Items from a data source

==========

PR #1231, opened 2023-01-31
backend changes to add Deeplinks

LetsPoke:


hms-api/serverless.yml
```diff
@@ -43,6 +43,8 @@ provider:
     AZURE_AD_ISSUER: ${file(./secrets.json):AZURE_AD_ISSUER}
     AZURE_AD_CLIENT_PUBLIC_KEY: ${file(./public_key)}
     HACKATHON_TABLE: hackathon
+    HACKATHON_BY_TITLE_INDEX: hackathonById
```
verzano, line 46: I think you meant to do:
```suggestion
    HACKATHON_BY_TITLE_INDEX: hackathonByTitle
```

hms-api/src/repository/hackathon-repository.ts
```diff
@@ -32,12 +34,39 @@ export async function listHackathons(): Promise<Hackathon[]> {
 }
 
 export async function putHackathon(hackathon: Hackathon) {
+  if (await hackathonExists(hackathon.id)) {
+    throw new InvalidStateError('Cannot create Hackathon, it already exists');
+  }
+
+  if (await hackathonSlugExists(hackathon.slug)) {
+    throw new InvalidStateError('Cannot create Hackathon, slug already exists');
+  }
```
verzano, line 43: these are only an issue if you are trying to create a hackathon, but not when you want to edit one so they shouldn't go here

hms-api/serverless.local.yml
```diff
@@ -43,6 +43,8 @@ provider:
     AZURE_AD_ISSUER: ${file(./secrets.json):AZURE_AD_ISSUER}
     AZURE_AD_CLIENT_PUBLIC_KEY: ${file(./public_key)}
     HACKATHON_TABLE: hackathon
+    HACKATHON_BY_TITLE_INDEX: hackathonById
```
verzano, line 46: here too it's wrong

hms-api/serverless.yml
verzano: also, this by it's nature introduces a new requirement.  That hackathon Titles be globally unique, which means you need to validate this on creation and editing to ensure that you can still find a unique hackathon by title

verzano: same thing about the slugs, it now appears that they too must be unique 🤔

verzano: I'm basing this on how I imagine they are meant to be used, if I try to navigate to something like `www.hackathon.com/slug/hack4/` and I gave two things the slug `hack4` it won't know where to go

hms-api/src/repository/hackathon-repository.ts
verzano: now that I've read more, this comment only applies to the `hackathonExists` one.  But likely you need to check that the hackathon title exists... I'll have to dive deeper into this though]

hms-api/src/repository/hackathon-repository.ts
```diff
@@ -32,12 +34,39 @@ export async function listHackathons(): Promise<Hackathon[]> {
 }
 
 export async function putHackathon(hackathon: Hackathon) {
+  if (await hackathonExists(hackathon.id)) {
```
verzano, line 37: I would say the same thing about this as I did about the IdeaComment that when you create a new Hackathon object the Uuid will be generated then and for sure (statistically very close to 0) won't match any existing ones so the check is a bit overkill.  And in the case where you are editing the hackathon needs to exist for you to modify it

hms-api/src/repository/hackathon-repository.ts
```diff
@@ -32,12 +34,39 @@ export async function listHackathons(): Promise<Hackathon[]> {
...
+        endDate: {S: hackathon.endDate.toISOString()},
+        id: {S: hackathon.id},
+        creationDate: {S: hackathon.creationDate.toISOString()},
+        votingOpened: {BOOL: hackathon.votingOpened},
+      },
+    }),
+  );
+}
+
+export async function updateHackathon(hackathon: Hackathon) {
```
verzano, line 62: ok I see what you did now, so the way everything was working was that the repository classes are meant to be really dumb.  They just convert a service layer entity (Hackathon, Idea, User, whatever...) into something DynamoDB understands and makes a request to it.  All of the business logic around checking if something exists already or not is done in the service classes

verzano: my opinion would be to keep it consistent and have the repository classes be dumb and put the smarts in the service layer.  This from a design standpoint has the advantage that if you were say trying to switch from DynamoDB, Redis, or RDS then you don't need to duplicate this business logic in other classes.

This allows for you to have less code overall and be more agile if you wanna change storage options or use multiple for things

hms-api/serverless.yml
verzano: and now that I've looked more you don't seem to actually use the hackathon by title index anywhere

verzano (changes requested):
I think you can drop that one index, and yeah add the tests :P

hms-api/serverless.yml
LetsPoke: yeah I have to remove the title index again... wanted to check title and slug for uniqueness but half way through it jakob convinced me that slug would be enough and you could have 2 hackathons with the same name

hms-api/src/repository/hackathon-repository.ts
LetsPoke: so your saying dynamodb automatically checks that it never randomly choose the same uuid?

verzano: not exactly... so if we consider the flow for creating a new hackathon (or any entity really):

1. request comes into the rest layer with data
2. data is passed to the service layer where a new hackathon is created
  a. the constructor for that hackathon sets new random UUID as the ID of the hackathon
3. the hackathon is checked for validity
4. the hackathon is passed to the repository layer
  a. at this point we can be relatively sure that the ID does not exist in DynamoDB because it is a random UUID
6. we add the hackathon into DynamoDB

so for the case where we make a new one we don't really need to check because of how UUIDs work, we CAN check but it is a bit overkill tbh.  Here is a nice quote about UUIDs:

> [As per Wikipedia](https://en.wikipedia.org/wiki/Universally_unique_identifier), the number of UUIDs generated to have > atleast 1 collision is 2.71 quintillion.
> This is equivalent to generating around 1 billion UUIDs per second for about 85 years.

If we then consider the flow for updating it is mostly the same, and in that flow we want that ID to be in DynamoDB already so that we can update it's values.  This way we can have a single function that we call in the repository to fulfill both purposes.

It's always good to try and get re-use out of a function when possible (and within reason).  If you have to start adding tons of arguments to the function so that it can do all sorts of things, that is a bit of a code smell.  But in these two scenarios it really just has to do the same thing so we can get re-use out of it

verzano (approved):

==========

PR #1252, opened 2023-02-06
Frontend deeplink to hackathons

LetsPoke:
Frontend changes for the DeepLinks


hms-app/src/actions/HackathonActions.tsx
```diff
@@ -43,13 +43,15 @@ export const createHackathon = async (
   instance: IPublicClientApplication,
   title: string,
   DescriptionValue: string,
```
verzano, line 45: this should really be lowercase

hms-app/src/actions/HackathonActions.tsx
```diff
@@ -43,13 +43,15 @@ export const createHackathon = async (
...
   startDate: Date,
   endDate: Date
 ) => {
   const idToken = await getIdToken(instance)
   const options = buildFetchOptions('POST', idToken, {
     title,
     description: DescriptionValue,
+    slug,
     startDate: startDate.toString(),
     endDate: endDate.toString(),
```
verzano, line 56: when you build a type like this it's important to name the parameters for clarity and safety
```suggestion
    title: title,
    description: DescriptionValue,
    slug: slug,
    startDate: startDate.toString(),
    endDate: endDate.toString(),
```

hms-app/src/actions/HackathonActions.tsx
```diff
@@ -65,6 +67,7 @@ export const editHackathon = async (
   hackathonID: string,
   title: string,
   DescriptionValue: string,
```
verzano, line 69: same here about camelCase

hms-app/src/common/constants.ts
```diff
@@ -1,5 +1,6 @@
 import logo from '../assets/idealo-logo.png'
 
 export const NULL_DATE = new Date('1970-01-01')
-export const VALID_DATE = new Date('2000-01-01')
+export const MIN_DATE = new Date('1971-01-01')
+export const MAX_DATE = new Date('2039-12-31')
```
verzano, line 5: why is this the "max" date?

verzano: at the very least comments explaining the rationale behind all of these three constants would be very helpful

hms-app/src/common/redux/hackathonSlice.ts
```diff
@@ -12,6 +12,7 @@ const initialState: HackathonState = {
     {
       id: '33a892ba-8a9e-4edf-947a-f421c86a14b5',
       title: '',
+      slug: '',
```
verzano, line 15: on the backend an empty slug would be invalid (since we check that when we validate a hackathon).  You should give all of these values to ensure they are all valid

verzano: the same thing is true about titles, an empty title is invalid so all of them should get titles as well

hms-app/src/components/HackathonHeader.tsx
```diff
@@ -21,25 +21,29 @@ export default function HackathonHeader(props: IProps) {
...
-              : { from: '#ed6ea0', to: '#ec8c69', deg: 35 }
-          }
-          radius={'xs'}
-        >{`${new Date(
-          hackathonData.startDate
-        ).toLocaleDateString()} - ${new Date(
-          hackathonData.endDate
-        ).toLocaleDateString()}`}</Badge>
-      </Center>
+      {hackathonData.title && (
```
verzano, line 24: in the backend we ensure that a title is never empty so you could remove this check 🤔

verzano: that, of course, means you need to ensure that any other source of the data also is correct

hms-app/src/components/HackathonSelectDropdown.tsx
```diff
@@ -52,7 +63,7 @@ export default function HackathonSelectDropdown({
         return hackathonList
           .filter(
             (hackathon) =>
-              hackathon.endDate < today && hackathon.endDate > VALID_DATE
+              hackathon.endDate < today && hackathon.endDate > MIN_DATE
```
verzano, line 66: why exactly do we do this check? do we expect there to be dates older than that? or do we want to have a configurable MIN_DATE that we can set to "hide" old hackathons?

==========

Copy each line of the data that includes the word "constants".

TASK RESULT:
hms-app/src/common/constants.ts
verzano: at the very least comments explaining the rationale behind all of these three constants would be very helpful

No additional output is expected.